• Your objective
Return every line of the data below that includes the string "going".

=== Begin Enclosure ===

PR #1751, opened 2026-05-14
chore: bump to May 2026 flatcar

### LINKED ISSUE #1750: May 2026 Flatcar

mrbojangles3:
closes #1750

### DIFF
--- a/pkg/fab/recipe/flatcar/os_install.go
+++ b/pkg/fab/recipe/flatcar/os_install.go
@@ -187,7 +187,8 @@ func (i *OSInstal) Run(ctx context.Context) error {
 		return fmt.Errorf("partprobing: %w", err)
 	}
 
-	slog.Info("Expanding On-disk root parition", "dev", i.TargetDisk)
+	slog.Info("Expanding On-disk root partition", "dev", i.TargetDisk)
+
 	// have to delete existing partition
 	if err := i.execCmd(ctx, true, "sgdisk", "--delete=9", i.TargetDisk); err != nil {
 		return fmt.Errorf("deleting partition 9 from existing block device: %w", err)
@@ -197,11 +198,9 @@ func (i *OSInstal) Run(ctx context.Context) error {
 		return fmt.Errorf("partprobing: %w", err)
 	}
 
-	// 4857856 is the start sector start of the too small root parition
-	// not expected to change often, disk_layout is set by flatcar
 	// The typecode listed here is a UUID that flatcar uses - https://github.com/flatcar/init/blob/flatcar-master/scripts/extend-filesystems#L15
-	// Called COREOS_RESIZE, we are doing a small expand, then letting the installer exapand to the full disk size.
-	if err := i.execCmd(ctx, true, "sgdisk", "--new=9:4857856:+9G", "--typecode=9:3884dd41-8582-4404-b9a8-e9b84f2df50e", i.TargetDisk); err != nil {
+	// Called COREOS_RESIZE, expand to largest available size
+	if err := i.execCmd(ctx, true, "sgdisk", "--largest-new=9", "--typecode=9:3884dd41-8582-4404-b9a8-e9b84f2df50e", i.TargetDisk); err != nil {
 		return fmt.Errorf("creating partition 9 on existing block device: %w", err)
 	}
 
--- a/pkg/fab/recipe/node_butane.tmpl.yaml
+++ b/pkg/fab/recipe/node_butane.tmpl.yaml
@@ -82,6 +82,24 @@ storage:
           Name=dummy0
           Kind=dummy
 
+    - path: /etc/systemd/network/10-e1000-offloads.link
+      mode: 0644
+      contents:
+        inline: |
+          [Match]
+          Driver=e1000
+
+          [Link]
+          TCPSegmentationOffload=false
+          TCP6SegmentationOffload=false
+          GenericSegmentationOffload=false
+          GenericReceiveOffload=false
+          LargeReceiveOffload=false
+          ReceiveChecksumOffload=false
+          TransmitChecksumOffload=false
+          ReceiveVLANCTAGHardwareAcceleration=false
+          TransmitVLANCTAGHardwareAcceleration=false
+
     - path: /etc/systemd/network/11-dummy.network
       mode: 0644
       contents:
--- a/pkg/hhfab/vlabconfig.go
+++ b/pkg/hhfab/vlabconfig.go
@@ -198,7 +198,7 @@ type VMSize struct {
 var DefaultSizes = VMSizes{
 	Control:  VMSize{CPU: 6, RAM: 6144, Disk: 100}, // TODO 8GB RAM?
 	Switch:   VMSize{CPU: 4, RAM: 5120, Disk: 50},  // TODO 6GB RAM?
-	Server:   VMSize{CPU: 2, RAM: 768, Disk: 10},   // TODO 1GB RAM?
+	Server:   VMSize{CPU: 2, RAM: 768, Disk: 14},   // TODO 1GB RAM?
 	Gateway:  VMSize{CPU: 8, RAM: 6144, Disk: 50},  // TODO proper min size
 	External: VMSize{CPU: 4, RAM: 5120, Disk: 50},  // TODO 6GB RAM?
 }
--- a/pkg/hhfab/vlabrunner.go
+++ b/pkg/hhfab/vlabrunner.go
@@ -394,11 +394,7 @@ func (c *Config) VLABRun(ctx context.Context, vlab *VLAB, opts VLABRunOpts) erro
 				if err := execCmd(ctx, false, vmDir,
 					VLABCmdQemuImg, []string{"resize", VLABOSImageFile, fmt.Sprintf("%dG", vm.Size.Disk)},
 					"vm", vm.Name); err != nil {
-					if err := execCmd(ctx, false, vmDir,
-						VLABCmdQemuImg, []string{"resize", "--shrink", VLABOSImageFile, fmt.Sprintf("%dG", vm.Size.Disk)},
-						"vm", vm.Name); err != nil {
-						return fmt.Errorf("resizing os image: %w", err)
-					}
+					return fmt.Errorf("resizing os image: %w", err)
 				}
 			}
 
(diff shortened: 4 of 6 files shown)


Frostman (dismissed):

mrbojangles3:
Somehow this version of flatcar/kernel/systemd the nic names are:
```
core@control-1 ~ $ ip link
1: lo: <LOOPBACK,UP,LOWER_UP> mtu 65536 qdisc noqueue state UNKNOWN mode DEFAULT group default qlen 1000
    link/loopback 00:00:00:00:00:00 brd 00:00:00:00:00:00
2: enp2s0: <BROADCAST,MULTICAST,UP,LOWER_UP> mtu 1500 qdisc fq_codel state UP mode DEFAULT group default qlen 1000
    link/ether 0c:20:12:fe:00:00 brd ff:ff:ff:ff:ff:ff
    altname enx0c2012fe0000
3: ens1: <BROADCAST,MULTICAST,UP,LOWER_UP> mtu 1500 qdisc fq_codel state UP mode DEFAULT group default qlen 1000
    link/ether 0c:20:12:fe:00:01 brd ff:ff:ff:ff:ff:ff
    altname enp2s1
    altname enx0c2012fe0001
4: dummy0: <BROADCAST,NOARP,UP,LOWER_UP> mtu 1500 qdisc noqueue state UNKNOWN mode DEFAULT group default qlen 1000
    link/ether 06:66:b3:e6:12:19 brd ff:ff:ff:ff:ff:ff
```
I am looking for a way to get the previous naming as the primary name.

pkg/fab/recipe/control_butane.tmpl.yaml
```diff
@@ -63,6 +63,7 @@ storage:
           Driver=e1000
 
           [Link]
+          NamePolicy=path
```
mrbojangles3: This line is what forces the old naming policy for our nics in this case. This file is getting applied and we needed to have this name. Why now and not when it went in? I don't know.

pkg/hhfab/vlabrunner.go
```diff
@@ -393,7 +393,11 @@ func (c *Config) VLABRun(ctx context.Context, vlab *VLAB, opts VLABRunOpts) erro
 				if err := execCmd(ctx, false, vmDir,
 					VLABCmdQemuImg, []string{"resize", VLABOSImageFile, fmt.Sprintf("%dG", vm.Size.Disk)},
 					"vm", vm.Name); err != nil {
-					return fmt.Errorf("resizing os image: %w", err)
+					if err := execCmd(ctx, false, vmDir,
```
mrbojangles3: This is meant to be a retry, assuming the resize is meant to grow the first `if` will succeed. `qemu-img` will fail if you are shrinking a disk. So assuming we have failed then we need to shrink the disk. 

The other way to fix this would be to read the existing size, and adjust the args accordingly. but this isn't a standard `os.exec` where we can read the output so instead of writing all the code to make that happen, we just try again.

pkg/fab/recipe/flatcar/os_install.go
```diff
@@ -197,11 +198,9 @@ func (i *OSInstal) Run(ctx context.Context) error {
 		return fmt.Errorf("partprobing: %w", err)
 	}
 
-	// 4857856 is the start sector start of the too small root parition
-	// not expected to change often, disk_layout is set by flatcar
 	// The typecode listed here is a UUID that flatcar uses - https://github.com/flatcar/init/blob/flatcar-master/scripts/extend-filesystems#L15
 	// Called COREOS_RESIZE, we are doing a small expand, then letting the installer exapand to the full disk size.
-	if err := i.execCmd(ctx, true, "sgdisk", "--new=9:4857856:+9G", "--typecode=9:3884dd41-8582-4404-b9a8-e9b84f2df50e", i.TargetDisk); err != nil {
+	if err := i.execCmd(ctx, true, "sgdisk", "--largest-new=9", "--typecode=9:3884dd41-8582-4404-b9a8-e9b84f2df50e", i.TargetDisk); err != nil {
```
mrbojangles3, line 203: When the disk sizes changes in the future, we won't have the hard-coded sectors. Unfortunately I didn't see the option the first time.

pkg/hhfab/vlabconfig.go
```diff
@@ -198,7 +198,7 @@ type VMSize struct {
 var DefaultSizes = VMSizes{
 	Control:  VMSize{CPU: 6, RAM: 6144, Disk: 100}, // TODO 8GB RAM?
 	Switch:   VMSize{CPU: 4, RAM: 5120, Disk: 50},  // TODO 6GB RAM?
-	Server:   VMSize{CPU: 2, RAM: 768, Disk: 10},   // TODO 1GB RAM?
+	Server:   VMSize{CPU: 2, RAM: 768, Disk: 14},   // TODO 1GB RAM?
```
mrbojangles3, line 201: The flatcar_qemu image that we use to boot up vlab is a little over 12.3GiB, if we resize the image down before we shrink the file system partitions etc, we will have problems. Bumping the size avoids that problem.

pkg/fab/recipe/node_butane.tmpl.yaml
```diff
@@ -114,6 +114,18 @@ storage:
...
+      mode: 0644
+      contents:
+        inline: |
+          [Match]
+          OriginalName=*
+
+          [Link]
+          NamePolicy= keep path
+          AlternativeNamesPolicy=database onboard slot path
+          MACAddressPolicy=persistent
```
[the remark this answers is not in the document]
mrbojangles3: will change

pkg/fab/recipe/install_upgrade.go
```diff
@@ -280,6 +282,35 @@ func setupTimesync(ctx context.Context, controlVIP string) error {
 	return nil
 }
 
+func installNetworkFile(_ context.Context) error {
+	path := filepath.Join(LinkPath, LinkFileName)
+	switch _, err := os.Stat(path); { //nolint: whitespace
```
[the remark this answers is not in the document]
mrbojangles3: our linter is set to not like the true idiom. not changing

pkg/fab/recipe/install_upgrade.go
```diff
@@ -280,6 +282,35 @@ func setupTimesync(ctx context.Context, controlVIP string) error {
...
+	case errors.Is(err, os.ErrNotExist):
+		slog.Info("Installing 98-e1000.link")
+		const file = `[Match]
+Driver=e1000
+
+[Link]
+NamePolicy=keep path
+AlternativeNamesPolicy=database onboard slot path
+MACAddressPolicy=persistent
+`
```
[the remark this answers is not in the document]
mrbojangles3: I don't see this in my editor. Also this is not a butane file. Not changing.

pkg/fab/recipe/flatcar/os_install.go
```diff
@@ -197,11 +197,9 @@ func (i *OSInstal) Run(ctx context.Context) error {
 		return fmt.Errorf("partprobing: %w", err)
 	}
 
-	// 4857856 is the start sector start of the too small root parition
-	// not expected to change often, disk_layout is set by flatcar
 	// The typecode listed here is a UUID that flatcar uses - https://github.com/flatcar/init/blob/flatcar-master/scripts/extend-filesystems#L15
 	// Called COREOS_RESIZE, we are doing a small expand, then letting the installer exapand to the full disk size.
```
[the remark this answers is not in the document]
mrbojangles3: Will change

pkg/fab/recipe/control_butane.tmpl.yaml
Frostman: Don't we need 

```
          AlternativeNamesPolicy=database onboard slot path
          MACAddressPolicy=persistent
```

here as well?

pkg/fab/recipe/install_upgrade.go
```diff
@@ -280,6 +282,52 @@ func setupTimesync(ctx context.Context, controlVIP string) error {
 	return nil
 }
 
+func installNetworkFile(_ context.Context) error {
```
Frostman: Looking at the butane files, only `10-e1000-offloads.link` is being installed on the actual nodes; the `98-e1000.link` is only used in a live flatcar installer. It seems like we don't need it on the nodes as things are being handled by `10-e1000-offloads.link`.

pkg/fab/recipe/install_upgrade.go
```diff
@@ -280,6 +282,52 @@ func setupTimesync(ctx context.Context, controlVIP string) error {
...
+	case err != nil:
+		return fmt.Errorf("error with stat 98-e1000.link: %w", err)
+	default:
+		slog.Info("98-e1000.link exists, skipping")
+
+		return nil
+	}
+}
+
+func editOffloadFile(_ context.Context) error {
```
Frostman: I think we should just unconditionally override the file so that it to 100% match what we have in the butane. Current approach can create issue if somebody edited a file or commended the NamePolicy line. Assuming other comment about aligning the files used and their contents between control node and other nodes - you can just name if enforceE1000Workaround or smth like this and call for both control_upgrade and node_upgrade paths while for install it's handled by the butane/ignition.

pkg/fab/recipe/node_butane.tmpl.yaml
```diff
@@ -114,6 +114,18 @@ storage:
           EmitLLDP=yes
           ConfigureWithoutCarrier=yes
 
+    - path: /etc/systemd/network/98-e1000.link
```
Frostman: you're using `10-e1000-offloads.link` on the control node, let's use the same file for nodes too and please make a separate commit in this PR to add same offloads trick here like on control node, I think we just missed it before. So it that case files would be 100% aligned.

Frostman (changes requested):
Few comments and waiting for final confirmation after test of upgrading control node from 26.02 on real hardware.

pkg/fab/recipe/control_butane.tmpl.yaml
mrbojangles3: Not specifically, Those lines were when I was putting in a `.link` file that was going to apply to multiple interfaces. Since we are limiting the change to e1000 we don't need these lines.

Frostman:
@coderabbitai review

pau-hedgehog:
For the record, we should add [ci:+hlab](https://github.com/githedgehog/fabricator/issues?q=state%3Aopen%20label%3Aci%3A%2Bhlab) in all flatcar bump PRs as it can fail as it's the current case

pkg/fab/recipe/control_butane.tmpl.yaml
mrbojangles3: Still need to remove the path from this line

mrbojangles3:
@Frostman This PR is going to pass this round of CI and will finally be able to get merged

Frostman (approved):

=== End Enclosure ===

• Reply
mrbojangles3: Not specifically, Those lines were when I was putting in a `.link` file that was going to apply to multiple interfaces. Since we are limiting the change to e1000 we don't need these lines.
@Frostman This PR is going to pass this round of CI and will finally be able to get merged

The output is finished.